# GML5 IndexCache

> Source: <https://dev.to/mahendra4/gml5-indexcache-10nf>
> Published: 2026-06-30 03:42:43+00:00

*Notes from my notebook on GLM-5.2 / DeepSeek Sparse Attention (DSA), reconstructed from the IndexCache paper (Bai, Dong et al., Tsinghua + Z.ai, 2026) — the mechanism behind GLM-5.2's "IndexShare."*

DSA's whole pitch is: don't do full O(L²) attention, instead let a cheap **lightning indexer** look at all preceding tokens and pick the top-k (k=2048) that actually matter, then do real attention only on those. That drops core attention from O(L²) → O(Lk).

Great — except I missed this the first time I read DSA: **the indexer itself is still O(L²)**. It has to score every preceding token against the query to decide who's in the top-k. So across N layers you've traded one O(L²) cost for N separate O(L²) costs — total O(NL²). At long context this *indexer* becomes the dominant cost, not the attention it was supposed to fix.

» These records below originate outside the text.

PR #310, opened 2020-01-22
Add parameter options to start a download with aria2

jetownfeve21:
Downloader::startDownload has a new parameter option which is a vector of pair that represents the options that can be set for adding a uri with aria2 with the function Aria2::addUri.

Aria2::addUri uses this parameter to set the struct of parameters for the aria2 command

### DIFF
--- a/include/downloader.h
+++ b/include/downloader.h
@@ -92,7 +92,7 @@ class Downloader
 
   void close();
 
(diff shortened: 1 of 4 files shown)


mgautierfr:
I'm a bit surprised it works. Default arguments should be defined on function declaration, not definition.
I'm even more surprised it compiles.

PR #326, opened 2020-02-19
[JAVA] Use a long to store the offset of a article in the zim file.

mgautierfr:
Fixes kiwix/kiwix-android#1769


mgautierfr:
Testing this with @macgills

macgills:
It has worked well for me, though the issue this originally came from is outstanding that is due to another unrelated problem

mgautierfr:
Good, this is a fix of a real bug anyway. I'm merging it.

PR #330, opened 2020-03-26
Add external links blocking in serve

rgaudin:
In many use cases, it is not wanted to have user accidentaly click on external links
and leave the served ZIM content.
This could be because the result is unpredictible (reader not implementing this properly)
or because the serve user knows there's no backup internet connexion or because there is
an induced cost behind external links that doesn't affect served content.

using a new flag (`blockExternalLinks`) on `Response`/`setTaskBar`, a piece of JS code
is injected into the taskbar code.
This code adds a JS handler on all link click events and verifies the destination.
If the destination appears to be an external link (1), the link target is changed to
a specific URL:

```
/external?source=<original_uri>
```

(1) external is a link that's not on the same origin and starts with either `http:` `https:` or `//`.

Server implements a new handler on `/external` that displays a new page (`captured_external.html`)
which returns a generic message explaining the situation and offering to click on the link
again should the user really want to.
This is done by specifically asking `set_taskbar` to not block external requests on that page.

This approach allows integrators using a reverse proxy to handle that endpoint differently (rebrand it)

1. `Server` now has an `m_blockExternalLinks` defaulting to `false`
1. `Server.setTaskbar` is extended to support an additional bool to set the variable.
1. `Response` now has an `m_blockExternalLinks`
1. `Response` constr expects an additional bool for `blockExternalLinks`.
1. `Response.set_taskbar` is extended to support an additional bool to set the variable.
1. JNI/Java Wrapper reflects the extensions.
1. New resource file `templates/block_external.js` (included in head_part). Should it be in skin?
1. New resource file `templates/captured_external.html` for `handle_captured_external()`
1. Added a comment on `head_part.html` to help with JS insertion at the right place
1. `introduce_taskbar()` conditionnaly inserts the JS inside the taskbar


rgaudin:
@mgautierfr, let us know what you think of this and I'll look into updating the tests.

include/server.h
```diff
@@ -56,7 +56,9 @@ namespace kiwix
        void setNbThreads(int threads) { m_nbThreads = threads; }
        void setVerbose(bool verbose) { m_verbose = verbose; }
        void setTaskbar(bool withTaskbar, bool withLibraryButton)
-         { m_withTaskbar = withTaskbar; m_withLibraryButton = withLibraryButton; }
+        { setTaskbar(withTaskbar, withLibraryButton, m_blockExternalLinks); }
```
kelson42: Small indentation problem.

src/server.cpp
```diff
@@ -711,6 +720,26 @@ Response InternalServer::handle_random(const RequestContext& request)
...
+  try {
+    source = kiwix::urlDecode(request.get_argument("source"));
+  } catch (const std::out_of_range& e) {}
+
+  if (source.empty())
+    return build_404(request, "");
+
+  auto data = get_default_data();
+  data.set("source", source);
+  auto response = get_default_response();
```
mgautierfr: Instead of `get_default_response`, we could simply directly create the `Response` with `blockExternalLinks`==false.

This way, we would not have to change the signature of `set_taskbar`

include/server.h
```diff
@@ -56,7 +56,9 @@ namespace kiwix
...
+       void setTaskbar(bool withTaskbar, bool withLibraryButton, bool blockExternalLinks)
```
mgautierfr: I dislike the idea of changing the signature of `setTaskbar`, especially to add an argument not related to taskbar.

It would be simpler to add a new method `setBlockExternalLink`.

src/server/response.cpp
```diff
@@ -124,6 +125,14 @@ void Response::introduce_taskbar()
...
     "<body[^>]*>",
     taskbar_part);
+
+  if ( m_blockExternalLinks ) {
+    const std::string capture_external_part = getResource("templates/block_external.js");
+    m_content = appendToFirstOccurence(
+      m_content,
+      "block external links\n",
+      capture_external_part);
+  }
```
mgautierfr: I would move this code in another function than introduce taskbar.

- This is not related to taskbar.
- Now, how it is, if taskbar is deactivated, you don't include `block_external.js`. So user cannot block external links without a taskbar.

static/templates/block_external.js
```diff
@@ -0,0 +1,17 @@
...
+        if (href.substr(0, 2) == "//")
+          return capture(e);
+        if (href.substr(0, 5) == "http:")
+          return capture(e);
+        if (href.substr(0, 6) == "https:")
+          return capture(e);
+        return;
+      }
+    }});
+  });
```
mgautierfr: I wonder if the js could check if the current url start with "external", if this case, it would not capture links.

So, we would have to set `blockExternalLink` at response level. It would be only a server configuration (introduce this js or not).

It would be pretty useful if we do this later (https://github.com/kiwix/kiwix-lib/issues/322#issuecomment-584225014). As the inserted js would be always present, it would not be possible to set a boolean to avoid the block of the links. And the boolean in the response would be useless.

static/templates/head_part.html
```diff
@@ -5,6 +5,7 @@
 <script type="text/javascript" src="{{root}}/skin/jquery-ui/jquery-ui.min.js"></script>
 <script>
   var jk = jQuery.noConflict();
+  // block external links
```
mgautierfr: This file is included only if we have a taskbar. As I already said you should not include the catpure function inside the taskbar.

This line will be probably removed in the next version of this PR anyway, but I just want to mention that I would prefer a comment like `//<BLOCK_EXTERNAL> <-- block external function will be inserted here`.
If you read this file without the context of this PR, it seems it is just a comment out of context and someone will probably remove it next time he changes this file.

static/templates/captured_external.html
```diff
@@ -0,0 +1,23 @@
...
+  <link type="text/css" href="{{root}}/skin/jquery-ui/jquery-ui.min.css" rel="Stylesheet" />
+  <link type="text/css" href="{{root}}/skin/jquery-ui/jquery-ui.theme.min.css" rel="Stylesheet" />
+  <script type="text/javascript" src="{{root}}/skin/taskbar.js" async></script>
+</head>
+<body class="kiwix">
+
+<h1>External link blocked</h1>
+<p>This instance of Kiwix protects you from accidentaly going to external (out-of ZIM) links.</p>
+<p>If you intend to go to such locations, please click the link bellow.</p>
+<p><a href="{{ source }}">Go to {{ source }}</a></p>
```
mgautierfr: I wonder how it is working with url with space or urlencoded.

rgaudin:
Thanks for the feedback ; Agrees I tied it to the taskbar while it's not actually mandatory and that changes a lot.

Will come back with a revised version

mgautierfr:
Another comment, to be future proof we may use another url than `/external`. We may need to have the same mechanism for other thing that catching external url. It is a long future but I think about zim with extensions (and so url to non existent page) or link between zim files.

Maybe changing the url to something like `/catch/external?source=<original_uri>` or `/catch?raison=external&source=<original_uri>` is be bit better (and it is not a complex thing, we can handle it even if it is finally for nothing)

include/server.h
rgaudin: done

static/templates/captured_external.html
rgaudin: Should not be a problem as we are receiving it urlencoded always (it's in the request). Tried with many unexpected inputs and it seems to be working as expected.

rgaudin:
OK, here are the main changes from the last iteration

* As suggested, introduced a `setBlockExternalLinks()` on the server and moved away from the taskbar
* Added JNI binding for those
* ~~As suggested, using `Response` in handler to disable URL blocking~~ (see below)
* Rewrote the capture code to use vanilla JS as jquery is part of the taskbar
* Consequence is that it's larger but it's stored in a separate (cached then?) file so less verboseness in <head> of each page
* changed URL to `/catch/external?source=<source>`
* Eventually changed JS code to detect external page and not apply blocking there so it's not set in handler code

src/server.cpp
rgaudin: Did that then came back to default without taskbar call as not required anymore (page detected in JS)

src/server.cpp
```diff
@@ -383,7 +392,7 @@ Response InternalServer::build_500(const std::string& msg)
 {
   kainjow::mustache::data data;
   data.set("error", msg);
-  Response response(m_root, true, false, false);
+  Response response(m_root, true, false, false, m_blockExternalLinks);
```
mgautierfr: I would not block external here. 500 means internal server error.
If we have this, we probably don't want to insert so js that redirect to us.

(I'm not sure we have links in `_500_html`, but be future proof, we may want to add a link to a bugtracker or something else)

static/templates/captured_external.html
```diff
@@ -0,0 +1,23 @@
+<!DOCTYPE html>
+<html xmlns="http://www.w3.org/1999/xhtml">
+<head>
+  <meta charset="UTF-8" />
+  <title>Welcome to Kiwix Server</title>
+  <script type="text/javascript" src="{{root}}/skin/jquery-ui/external/jquery/jquery.js"></script>
+  <script type="text/javascript" src="{{root}}/skin/jquery-ui/jquery-ui.min.js"></script>
+  <link type="text/css" href="{{root}}/skin/jquery-ui/jquery-ui.min.css" rel="Stylesheet" />
+  <link type="text/css" href="{{root}}/skin/jquery-ui/jquery-ui.theme.min.css" rel="Stylesheet" />
+  <script type="text/javascript" src="{{root}}/skin/taskbar.js" async></script>
```
mgautierfr: Do we need all thoses jquery includes ?

rgaudin: No, you're right. I tried to include the taskbar at first but that revealed quite complex and useless. Will clean that up.

src/server.cpp
rgaudin: Right.

Issue #264, opened 2019-08-27
Incompatibility with Mustache 4


kelson42:
It seems the solution we have implemented to manage `urlencoded` does not work with Moustache4 (it takes the whole line up to the last carriage return) instead of only the content between
`{{#urlencoded}}` and `{{/urlencoded}}`. It looks like a bug in Mustache as this seems work fine with Mustache 3.2

hashworks:
Related: https://github.com/kiwix/kiwix-tools/issues/321

mgautierfr:
kainjow/Mustache 4 is still in beta. It may be a bug in mustache.

kelson42:
@mgautierfr Could you please make a short bug report then? I don't have seen anything open,

kelson42:
@mgautierfr Mustache 4 has been officially released https://github.com/kainjow/Mustache/commit/b1136d822e1d04dd111fb7bda4ca3adeb788ad8d. I tested it. The bug is still there unfortunately.

mgautierfr:
Issue has already been opened there : https://github.com/kainjow/Mustache/issues/38

I'm afraid there is nothing we can do here (except fixing mustache itself)

kelson42:
@mgautierfr No workarounds?

mgautierfr:
I haven't found one. A workaround would be to simply move the `{{#urlencoded}}stuff{{/urlencoded}}` in its own line. But, in our case, as we use it inside a string, it would insert `\n` in the string and break the url.

A easiest solution is to stay on mustache 3

kelson42:
Bug has been fixed now upstream. I don't see big value to keep this ticket open.

PR #331, opened 2020-03-27
add required info to README

rgaudin:
Mustache 4 was release in late october 2019 and is not compatible with kiwix-lib as is.
Replacement in taskbar is messed-up and breaks suggestions.
Until this is fixed/adapted, inform users to use version 3.

@mgautierfr not sure you're aware of this bug…


mgautierfr:
This is reported in #264
As there is no solution for now, let's merge this.

PR #338, opened 2020-04-07
Updated: meson.build to generate pkg-config file

kelvinhammond:


mgautierfr:
Thanks for this PR.

May I ask why this change ?
I agree that using the pkgconfig module may be better than using a configuration file.
But they are not generating the same output. Maybe the new output is better but it would be nice to explain it.

For exemple, the "old" kiwix.pc on native_dyn is :
``

kelvinhammond:
@mgautierfr The main issue I had with the original included file was that the lib64 directory was hard coded and broke when I tried to build using that generated pkg-config file. The one generated by this PR should work with different system configurations. 

I don't know if `Requires.private` is required or not, pkg-config generates it based on the library build settings, we can add it to `Requires`.

`Requires` is what will be output by pkg-config when you run `pkg-config --libs kiwix` so if a library is required for linking when building something using kiwix-lib it should be in `Requires`. Chances are `libmicrohttpd` and `-pthread` should be in `Requires`.

kelvinhammond:
@mgautierfr any updates?

mgautierfr:
I have to check that it doesn't break all our builds as it change pkg-config file output.

About `Requires.private` and `Requires`. If kiwix-lib use a library but doesn't not expose it through its public api, it should go in `Requires.private` (so libmicrohttpd should go in `Requires.private`). If the dependency is expose it should go in `Requires` (this is the case for `pugixml` and `icu4c`)

kelson42:
@mgautierfr What is the status here wiht the PR of @kelvinhammond ?

kelvinhammond:
@kelson42 Oops, missed this. You'll need to check with @mgautierfr I thought it was ready to go.

PR #341, opened 2020-04-13
Fix open external zim

jetownfeve21:
Check if the parameter `pathToSave` is empty before use it otherwise the
book path is empty too, which causes crash on opening external zim files

fix https://github.com/kiwix/kiwix-desktop/issues/403


kelson42:
@jetownfeve21 There is no way to unit test this properly?

PR #346, opened 2020-04-20
addBookFromPathAndGetId unit test

jetownfeve21:


test/manager.cpp
```diff
@@ -0,0 +1,27 @@
...
+
+TEST(ManagerTest, addBookFromPathAndGetIdTest)
+{
+    kiwix::Library lib;
+    kiwix::Manager manager = kiwix::Manager(&lib);
+
+    auto bookId = manager.addBookFromPathAndGetId("./test/example.zim");
+    EXPECT_NE(bookId, "");
+    kiwix::Book book = lib.getBookById(bookId);
+    EXPECT_NE(book.getPath(), "");
```
mgautierfr, line 16: Wouldn't be better to check that `book.getPath()` equals "./test/example.zim" ?

test/manager.cpp
```diff
@@ -0,0 +1,27 @@
...
+    
+    const std::string pathToSave = "./pathToSave";
+    const std::string url = "url";
+    bookId = manager.addBookFromPathAndGetId("./test/example.zim", pathToSave, url, true);
+    book = lib.getBookById(bookId);
+    auto savedPath = isRelativePath(pathToSave) ?
```
mgautierfr, line 22: You already know that `pathToSave` is relative.
And by the way, you should not use the same code that the code you want to test to compute the right result.

legoktm:
@jetownfeve21 @mgautierfr: What is the source/copyright on the `test/data/example.zim` file that was added?

kelson42:
@jetownfeve21 Except for the logo of wikibooks, this ZIM files contains two empty pages.

jetownfeve21:
@legoktm @kelson42  this zim file only exists for the purpose of the unit tests

PR #353, opened 2020-05-17
Add Ubuntu 20.04 Focal to CI

kelson42:


.github/workflows/ci.yml
```diff
@@ -104,7 +112,8 @@ jobs:
     - name: Install deps
       shell: bash
       run: |
-        ARCHIVE_NAME=deps2_${OS_NAME}_${{matrix.target}}_kiwix-lib.tar.xz
+        TARGET_RADICAL=$(echo ${{matrix.target}} | sed -E 's/_([^_]*)$//')
```
veloman-yunkan, line 115: I guess the intent of this change is to convert `native_static_focal` and `native_static_xenial` to `native_static`, and  `native_dyn_focal` and `native_dyn_xenial` to `native_dyn`. However it will also convert `win32_static` and `win32_dyn` to `win32`,  and `android_arm` and `android_arm64` to `android`, which, I believe, was not intended.

kelson42: Indeed. This is one of a few other problems. Not so straight to setup CI on focal as well unfortunately.

PR #360, opened 2020-05-22
Fixed the support for byte range requests

veloman-yunkan:
Will close kiwix/kiwix-tools#148

This PR enables handling of partial content requests with a single byte-range. Requests for two or more byte ranges (even if they effectively constitute a single continuous range) are rejected with a 416 (Range Not Satisfiable) error response. Such behaviour complies with somewhat liberal interpretation of the [spec](https://tools.ietf.org/html/rfc7233#section-4.4)):

> The 416 (Range Not Satisfiable) status code indicates that none of the ranges in the request's Range header field (Section 3.1) overlap the current extent of the selected resource or that the set of ranges requested has been rejected due to invalid ranges or **an excessive request** of small or overlapping ranges.

Support for [`If-Range`](https://tools.ietf.org/html/rfc7233#section-3.2) conditional requests is not implemented.

Partial requests work only for content (entries) from the served ZIM file(s). If both `Range:` and `Accept-Encoding: deflate` headers are present in the request, the former has precedence and uncompressed partial content is sent in a 206 response (even if a 200 response to a respective non-range request would have its content compressed).

The changes have been validated with new test cases in the server unit-test (as well as some manual experiments with kiwix-serve and curl).

This PR should be easy to review in its final state though some issues with the state of the current code in master are more obvious when looking at the first several commits in the PR history. I didn't spend any time cleaning up the development history, since I believe that this PR can be merged as a single squashed commit.

### DIFF
--- a/src/server/response.cpp
+++ b/src/server/response.cpp
@@ -41,10 +41,10 @@ bool is_compressible_mime_type(const std::string& mimeType)
 
 int get_range_len(const kiwix::Entry& entry, RequestContext::ByteRange range)
 {
-  const int entrySize = entry.getSize();
-  return range.second == -1
-       ? entrySize - range.first
-       : std::min(range.second + 1, entrySize) - range.first;
+  const int64_t entrySize = entry.getSize();
+  return range.last() == -1
+       ? entrySize - range.first()
+       : std::min(range.last() + 1, entrySize) - range.first();
 }
 
 } // unnamed namespace
@@ -330,7 +330,7 @@ void Response::set_entry(const Entry& entry, const RequestContext& request) {
     set_compress(true);
   } else {
     const int range_len = get_range_len(entry, request.get_range());
-    set_range_first(request.get_range().first);
+    set_range_first(request.get_range().first());
     set_range_len(range_len);
   }
 }
--- a/src/server/response.cpp
+++ b/src/server/response.cpp
@@ -173,7 +173,7 @@ MHD_Response*
 Response::create_error_response(const RequestContext& request) const
 {
   MHD_Response* response = MHD_create_response_from_buffer(0, NULL, MHD_RESPMEM_PERSISTENT);
-  if ( m_returnCode == MHD_HTTP_RANGE_NOT_SATISFIABLE ) {
+  if ( m_returnCode == 416 ) {
     std::ostringstream oss;
     oss << "bytes */" << m_byteRange.length();
 
@@ -343,7 +343,7 @@ void Response::set_entry(const Entry& entry, const RequestContext& request) {
     set_content(content);
     set_compress(true);
   } else if ( m_byteRange.kind() == ByteRange::INVALID ) {
-    set_code(MHD_HTTP_RANGE_NOT_SATISFIABLE);
+    set_code(416);
     set_content("");
     m_mode = ResponseMode::ERROR;
   }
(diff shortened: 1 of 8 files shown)


src/server/response.cpp
```diff
@@ -322,14 +314,16 @@ void Response::set_entry(const Entry& entry, const RequestContext& request) {
   set_mimeType(mimeType);
   set_cacheable();
 
+  // XXX: Which of the Accept-Encoding and Range headers has precedence if both
+  // XXX: are present? Can partial content be compressed?
```
mgautierfr: Searching (a bit) the internet, I've found nothing about this.
I would say that yes, partial content can be compressed.

I think we should resolve the byteRange first and then compress the content if needed.
However, our use case here is that we need byteRange for media (video) and they are not compressible.
I don't know if we should handle both case in the same time (but we must be sure to answer with the correct headers anyway)

mgautierfr: Hum... I'm not sure what I've reviewed. I've just comment this lines and github say me this is outdated...

veloman-yunkan: > Searching (a bit) the internet, I've found nothing about this.

Same for me. I guess I better have mentioned that in the PR description.

> I think we should resolve the byteRange first and then compress the content if needed.

The interaction of the `Accept-Encoding` and `Range` is a little tricky (and it's strange that there is no formal specification of what the correct interpretation should be). Suppose that the client issues a regular (non-range) request for a large compressible resource (e.g. a huge JSON or XML document). The resource is compressed and streamed to the client but the connection is interrupted at 95%. The client issues a range request to fetch the remaining 5% of the *compressed representation of the resource*, with the purpose of recombining it with whatever was sent in the first session and being able to decompress it. In such an scenario (which is different from your point of view of how `Range` should play with `Accept-Encoding`) the load on the server can be excessive - entire resource must be compressed with the purpose of sending only a small part of it.

Note that for partial/interrupted download of a compressed resource the client has no chance to decompress the received part, find out the byte-range for the uncompressed version of the resource and issue a range request for the remaining part.

That's why the safest bet is to *not* combine compression with partial responses.

veloman-yunkan:
@mgautierfr I re-requested your review so that you can provide your feedback or approve the latest version.

src/server/response.cpp
mgautierfr: > Note that for partial/interrupted download of a compressed resource the client has no chance to decompress the received part, find out the byte-range for the uncompressed version of the resource and issue a range request for the remaining part

Why ? That's what I was thinking that what it has to be done.

For me the range is about the uncompressed content. If a connection is lost at 95%, client must uncompress the data it received and ask for what is left to have (in uncompressed range). This range will be compressed again in a new stream. But it cannot ask for the last 5% of the compressed stream.

mgautierfr:
I've reviewed the full PR. The code is good. We still have this discussion about `Range` and `Accept-Encoding` but it is not a blocker.

src/server/response.cpp
veloman-yunkan: My assumption was that in general it is impossible to decompress a partial archive. That assumption is probably wrong for the compression algorithms/formats used in HTTP. Still, I doubt that if we implement that in kiwix-serve the handling on the client side will be like we expect. Therefore I think that we should not spend any time on this until we know of authoritative formal specification of how it must work.

PR #364, opened 2020-06-02
Fix for the failing assertion in the ByteRange constructor

### LINKED ISSUE #363: Error in byte-range mgmt
I see this time to time in the log:
```
======================
Requesting : 
full_url  : /meta
method    : GET (0)
version   : HTTP/1.1
request#  : 247
headers   :
 - Accept : 'image/webp,image/apng,image/*,*/*;q=0.8'
 - Accept-Encoding : 'gzip, deflate'
 - Connection : 'close'
 - Host : 'library.kiwix.org'
 - User-Agent : 'Mozilla/5.0 (Windows NT 6.2; Win64; x64) AppleWebKit/537.36 (KHTML, like Gecko) QtWebEngine/5.12.6 Chrome/69.0.3497.128 Safari/537.36'
 - X-Forwarded-For : '111.187.34.191'
 - X-Forwarded-Port : '80'
 - X-Forwarded-Proto : 'http'
 - X-Forwarded-Ssl : 'off'
 - X-Real-IP : '111.187.34.191'
arguments :
 - content : 'wikipedia_zh_medicine_maxi_2020-05'
 - name : 'favicon'
Parsed : 
full_url: /meta
url   : /meta
acceptEncodingDeflate : 1
has_range : 0
is_valid_url : 1
.............
Response :
httpResponseCode : 200
headers :
 - ETag: '"1591098928403549187/c"'
kiwix-serve: ../../SOURCE/kiwix-lib_release/src/server/byte_range.cpp:68: kiwix::ByteRange::ByteRange(kiwix::ByteRange::Kind, int64_t, int64_t): Assertion `last >= first' failed.
--
acceptEncodingDeflate : 1
has_range : 0
is_valid_url : 1
.............
** running handle_content
Response :
httpResponseCode : 404
headers :
 - Cache-Control: 'no-cache, no-store, must-revalidate'
 - Access-Control-Allow-Origin: '*'
 - Content-Type: 'text/html'
 - Content-Encoding: 'deflate'
 - Vary: 'Accept-Encoding'
Request time : 0.000577s
```

veloman-yunkan:
Will close #363 .

The assertion in the `ByteRange` constructor was written under the assumption that the content must have non-zero size. Now it allows that corner case. The rest of the `ByteRange` code should handle that case normally (the only arguable scenario being that a 416 (Not Satisfiable) response is sent to any range request of such a 0-sized resource).

### DIFF
--- a/src/server/byte_range.cpp
+++ b/src/server/byte_range.cpp
@@ -65,7 +65,7 @@ ByteRange::ByteRange(Kind kind, int64_t first, int64_t last)
 {
   assert(kind != NONE);
   assert(first >= 0);
-  assert(last >= first);
+  assert(last >= first || (first == 0 && last == -1));
 }
 
 ByteRange::ByteRange(int64_t suffix_length)


kelson42:
@veloman-yunkan No unit test?

veloman-yunkan:
@kelson42 I need to update the ZIM file used in the server unit-test by adding an empty entry to it. Yesterday I tried to do that via `zimdump` and `zimwriterfs`, but the resulting ZIM file changed a lot. Can you suggest a way to achieve what I need?

kelson42:
@veloman-yunkan You shoul recreate one, there is not solution to modify one.

veloman-yunkan:
> Your approach with `zimdump` and `zimwriterfs` is the proper one.

@kelson42 It's not a proper one, because the structure of the new ZIM file is very different from the structure of the original ZIM file. Some issues with that flow:

1. zimdump loses redirection info. Instead it creates empty articles.
2. zimdump saves the articles using their title rather than the name (the trailing part of the URL).
2. zimwriterfs was designed to take as input an original HTML structure and reorganizes it into a set of namespaces. When zimwriterfs receives the output of zimdump it messes up the structure by adding another level of namespaces.

veloman-yunkan:
I propose to merge this PR before the unit test is ready. I verified that it fixes the issue with empty articles on a ZIM file created using the `zimdump`+`zimwriterfs` flow (which, however, is not suitable for the unit-test).

mgautierfr:
> Can you suggest a way to achieve what I need?

I would go with a patched version on `zimrecreate`. As you said, `zimdump` and `zimwriterfs` are not the inverse of the other.

veloman-yunkan:
I chose to add the unit test for this case via a separate ZIM file. See #365.

PR #365, opened 2020-06-03
Enhanced the server unit-test with corner cases

veloman-yunkan:
The server unit-test now exercises requests for empty (0-sized) resources (related issue is #363).

The corner case data is located in a new ZIM file at `test/data/corner_cases.zim`. That ZIM file was created from source data at ` test/data/corner_cases` using the script `test/data/create_corner_cases_zim_file`. When a new corner case is added the script must be re-ran and the updated ZIM file must be committed along with the updated source data. When running the `create_corner_cases_zim_file` script `zimwriterfs` must be in the PATH.


mgautierfr:
Shouldn't we test ByteRange with `corner_cases.zim` ?

veloman-yunkan:
> Shouldn't we test ByteRange with `corner_cases.zim` ?

Now we do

Adding the indexer is "DSA on steroids" because it kills DSA's one real bottleneck (full attention) — but in doing so, it grows its own. The indexer is cheap per-FLOP (few heads, low-rank, FP8) but it still runs at every single layer.

The fix the paper proposes isn't a smarter indexer — it's **don't run it every layer at all.**

If you measure pairwise overlap between the top-k token sets selected by each layer's indexer, **adjacent layers share 70–100% of their picks.** The heatmap even shows block structure — clusters of layers (e.g. layers 3–5, 17–30, etc.) that all converge on roughly the same "important" tokens.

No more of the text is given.